PR #2515, opened 2025-04-25
feat(components): Add element prop to Text

taylorvnoj:
## Motivations

Allow users of the `Text` component to specify which HTML element they want to render, providing the same flexibility as the `Typography` component. This enables more semantic markup while maintaining consistent text styling.

### Added

- Added `element` prop to `Text` component that accepts all HTML elements supported by `Typography` (h1-h6, p, b, em, dd, dt, strong, span)
- Default value is "p" to maintain existing behavior
- Type is derived from `Typography` component to ensure consistency

## Testing

Use `Text` component with different element values:
2. Verify that each renders with the correct HTML tag while maintaining Text component styling
3. Verify that existing Text component usage without the element prop continues to render as a paragraph

Changes can be

---

Random photo of Atlantis

### DIFF
--- a/packages/components/src/Text/Text.tsx
+++ b/packages/components/src/Text/Text.tsx
@@ -2,6 +2,12 @@ import React, { PropsWithChildren } from "react";
 import { Typography, TypographyOptions, TypographyProps } from "../Typography";
 
 export interface TextProps {
+  /**
+   * The HTML element to render the text as.
+   * @default "p"
+   */
+  readonly element?: TypographyProps["element"];
+
   readonly maxLines?:
     | "single"
     | "small"
@@ -44,6 +50,7 @@ export function Text({
   variation = "default",
   size = "base",
   align = "start",
+  element = "p",
   children,
   maxLines = "unlimited",
   UNSAFE_className,
@@ -70,6 +77,7 @@ export function Text({
 
   return (
     <Typography
+      element={element}
       textColor={textColors[variation] as TextColor}
       size={size}
       numberOfLines={maxLineToNumber[maxLines]}
--- a/packages/components/src/Text/Text.tsx
+++ b/packages/components/src/Text/Text.tsx
@@ -1,12 +1,17 @@
 import React, { PropsWithChildren } from "react";
 import { Typography, TypographyOptions, TypographyProps } from "../Typography";
 
+type TextElement = Extract<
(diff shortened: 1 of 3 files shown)


packages/components/src/Text/Text.tsx
```diff
@@ -2,6 +2,12 @@ import React, { PropsWithChildren } from "react";
 import { Typography, TypographyOptions, TypographyProps } from "../Typography";
 
 export interface TextProps {
+  /**
+   * The HTML element to render the text as.
+   * @default "p"
+   */
+  readonly element?: TypographyProps["element"];
```
MichaelParadis, line 9: One minor comment, is the I think you should [extract](https://www.typescriptlang.org/docs/handbook/utility-types.html#extracttype-union) all elements but `h<x>` or [exclude](https://www.typescriptlang.org/docs/handbook/utility-types.html#excludeuniontype-excludedmembers) the `h<x>` elements to keep text as text and headings as heading

MichaelParadis (commented):
Just one comment on the types of elements Text should support.

packages/components/src/Text/Text.tsx
taylorvnoj: Great call out - done here 43bcf2e65591b99369586edd0890ed5a0ff559bb
I decided to extract everything except for headings to maintain that clear separation 🫡

packages/components/src/Text/Text.tsx
```diff
@@ -1,12 +1,17 @@
 import React, { PropsWithChildren } from "react";
 import { Typography, TypographyOptions, TypographyProps } from "../Typography";
 
+type TextElement = Extract<
+  TypographyProps["element"],
+  "p" | "b" | "em" | "dd" | "dt" | "strong" | "span"
```
chris-at-jobber, line 6: Semantically I bet you could probably end up with a Text that's somehow an h4/5/6 🤔

MichaelParadis: This was my thoughts behind it https://github.com/GetJobber/atlantis/pull/2515#discussion_r2060498140
We can always add it if need be but I personally think we can do this and expand as needed. Basically headings looking like Text seems odd

MichaelParadis (approved):
LGTM!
+ + + + + + +
* _Task to carry out_:
Each line of the data above containing the string "export" is to be copied.

* _Your response_:
 export interface TextProps {
@@ -44,6 +50,7 @@ export function Text({
@@ -70,6 +77,7 @@ export function Text({
 export interface TextProps {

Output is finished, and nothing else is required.